SWF's function signficantly in emerginf markets because the mass of wealth accumulated can diversify and expand upon sectors, which in turn protects the economy during its grwoth periods and strengthens their respective nations in the long term. Examples include stabilizing banks durig crisis and shaping future industries as a whole.
One of the most well known SWF's is Saudi Arabia's Public Investment Fund (PIF). Sporting events amoungst other sectors have brought in over 800 billion of assets BUT are not even close to the 1.5 trillion SWF of Norway or the 1.2 trillion and 1 trillion coming from China and Hong Kong respectively.
I find it quite interesting that sporting events are being invested in.

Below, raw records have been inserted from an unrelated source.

PR #499, opened 2018-12-10
PRO-4001: add document download to thankyou page

Wivenhoe-HMCTS:
Add document download for pdfs to thankyou page

```
[ ] Yes
[ x] No
```

### DIFF
--- a/app/steps/ui/thankyou/index.js
+++ b/app/steps/ui/thankyou/index.js
@@ -8,6 +8,21 @@ class ThankYou extends Step {
         return '/thankyou';
     }
 
+    handleGet(ctx, formdata) {
+        ctx.displaySaveApplication = false;
+        ctx.checkAnswersSummary = false;
+        ctx.legalDeclaration = false;
+        if (formdata.checkAnswersSummary) {
+            ctx.checkAnswersSummary = true;
+            ctx.displaySaveApplication = true;
+        }
+        if (formdata.legalDeclaration) {
+            ctx.legalDeclaration = true;
+            ctx.displaySaveApplication = true;
+        }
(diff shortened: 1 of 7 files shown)


app/steps/ui/thankyou/index.js
```diff
@@ -8,6 +8,21 @@ class ThankYou extends Step {
...
+        if (formdata.checkAnswersSummary) {
+            ctx.checkAnswersSummary = true;
+            ctx.displaySaveApplication = true;
+        }
+        if (formdata.legalDeclaration) {
+            ctx.legalDeclaration = true;
+            ctx.displaySaveApplication = true;
+        }
+        return [ctx];
+    }
```
shepda: Do we need to know what value `checkAnswersSummary` and `legalDeclaration` have after the user has finished the application? For example if they log back in again or for a backend service?

If not and this value is just used for the current session then it would be better to store in the session rather than in the form data and therefore persisting it to the db.

Wivenhoe-HMCTS: Yes the user can log back in and will directed to this thank you page. The conditions around the checkAnswersSummary & legalDeclaration allow for the hyperlinks to be displayed only if the document still exits within the form data. 
Also we don't need to data migrate any historic probate applications that may have not created the pdf files originally. They will simply see the default thank you page without any references to the pdf's. 
There is another follow on jira that may store the pdf's into the evidence management system so that we can keep  the pdfs for the backoffice processes as well.

Wivenhoe-HMCTS:
closing PR , since jenkins pipeline is failing and Praveen says a new PR is required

This made me wonder how France will financially/economically gain from hosting the 2024 Summer Olympics in Paris.
ReplyDeleteThe article states, that “Foreign SWFs can provide crucial infrastructure projects to help drive forward an economy.” This type of funding may work to develop third-world economies and help foster their growth and help their GDPs.
ReplyDeleteBefore reading this article, I had no idea what SFW's were even though they have been recently changing how countires invest. As a student studying business with an interest in finance,I think it's important to understand how SFW works and pay attention to what countries are investing in to forecast what emerging markets will be bring the best return in the future. What Im still curious about is what how the US utilizes SFW and what they are investing in.
ReplyDeleteThis has me asking many different questions. The first being, do citizens have any say in what their government invests in? I have never heard of anyone voting for a SWF, so I would assume not. After all, it is their tax money the government is using.